**Required action**
Search the entries below for the word "viper" and copy every line where it appears.

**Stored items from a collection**
┌────────

PR #2075, opened 2025-03-05
Added use of acceptable_authorization to origin scitokens files

turetske:
-- This will enforce origin capabilities for scitokens -- Adjusted the scitokens origin tests in authorization_test.go to test this functionality
-- Added test files to xrootd/resources

### DIFF
--- a/xrootd/authorization.go
+++ b/xrootd/authorization.go
@@ -61,14 +61,15 @@ type (
 
 	// Per-issuer configuration
 	Issuer struct {
-		Name            string
-		Issuer          string
-		BasePaths       []string
-		RestrictedPaths []string
-		MapSubject      bool
-		DefaultUser     string
-		UsernameClaim   string
-		NameMapfile     string
+		Name                    string
+		Issuer                  string
+		BasePaths               []string
+		RestrictedPaths         []string
+		MapSubject              bool
+		DefaultUser             string
+		UsernameClaim           string
+		NameMapfile             string
+		AcceptableAuthorization string
 	}
 
 	// Top-level configuration object for the template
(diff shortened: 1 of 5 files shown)


xrootd/resources/test-scitokens-origin-read.cfg
```diff
@@ -0,0 +1,35 @@
+#
+# Copyright (C) 2024, Pelican Project, Morgridge Institute for Research
```
jhiemstrawisc, line 2: Since we're officially changing the scitokens config template, can you update the copyright statements?

xrootd/authorization_test.go
```diff
@@ -727,37 +739,86 @@ func TestWriteCacheAuthFiles(t *testing.T) {
...
-	viper.Set("Origin.Port", 8443)
-	viper.Set("Server.WebPort", 8444)
-	viper.Set("Server.Hostname", "origin.example.com")
-	viper.Set(param.Origin_StorageType.GetName(), string(server_structs.OriginStoragePosix))
+			server_utils.ResetTestState()
+			defer server_utils.ResetTestState()
 
-	err := config.InitServer(ctx, server_structs.OriginType)
-	require.NoError(t, err)
+			viper.Set("Origin.Port", 8443)
```
jhiemstrawisc, line 782: I know a lot of this code is going to get hit with merge conflicts so I'm not sure if this comment will be relevant soon, but can you switch any of the `viper.Set`s you touch to use `param.XXX.GetName()` for the key (the way it's done in line 786 here)?

xrootd/authorization.go
```diff
@@ -529,6 +540,17 @@ func makeSciTokensCfg() (cfg ScitokensCfg, err error) {
...
 }
 
+func resolveAuthorization(auth1 string, auth2 string) string {
+	if auth1 == auth2 {
+		return auth1
+	} else {
+		// Either one is read and the other is write, in which case we want the default of
+		// all, or one is all and the other is read/write, and we'd still want it to be the default
+		// of all, which is equivalent to the empty string
+		return ""
```
jhiemstrawisc, line 550: I think I'm more in favor of using "all" in this case instead of relying on the empty string's default behavior. That should make it a bit easier for Fabio to understand the configs we generate without having to find comments in source code.

jhiemstrawisc (changes requested):

xrootd/authorization.go
```diff
@@ -479,6 +480,16 @@ func GenerateOriginIssuer(exportedPaths []string) (issuer Issuer, err error) {
...
 
+	// This will be set to true if PublicReads are enabled as well and is slightly redundant
+	// as then a token wouldn't be needed for reads, but doesn't actually change the functionality
+	// The default if the acceptable authorization isn't set is "all", so we only care if
+	// Reads is Enabled without Writes or vice versa
+	if param.Origin_EnableReads.GetBool() && !param.Origin_EnableWrites.GetBool() {
+		issuer.AcceptableAuthorization = "read"
+	} else if param.Origin_EnableWrites.GetBool() && !param.Origin_EnableReads.GetBool() {
+		issuer.AcceptableAuthorization = "write"
+	}
```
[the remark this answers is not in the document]
turetske: I think we just have to use the "all", which is what's happening now. There isn't a way to adjust this without a greater change to the xrootd code. This is already not as granular as we'd like (no difference between write/create/modify, etc.) so I think we just need to take what we can get for now.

└────────

**Exercise solution**
-	viper.Set("Origin.Port", 8443)
-	viper.Set("Server.WebPort", 8444)
-	viper.Set("Server.Hostname", "origin.example.com")
-	viper.Set(param.Origin_StorageType.GetName(), string(server_structs.OriginStoragePosix))
+			viper.Set("Origin.Port", 8443)
jhiemstrawisc, line 782: I know a lot of this code is going to get hit with merge conflicts so I'm not sure if this comment will be relevant soon, but can you switch any of the `viper.Set`s you touch to use `param.XXX.GetName()` for the key (the way it's done in line 786 here)?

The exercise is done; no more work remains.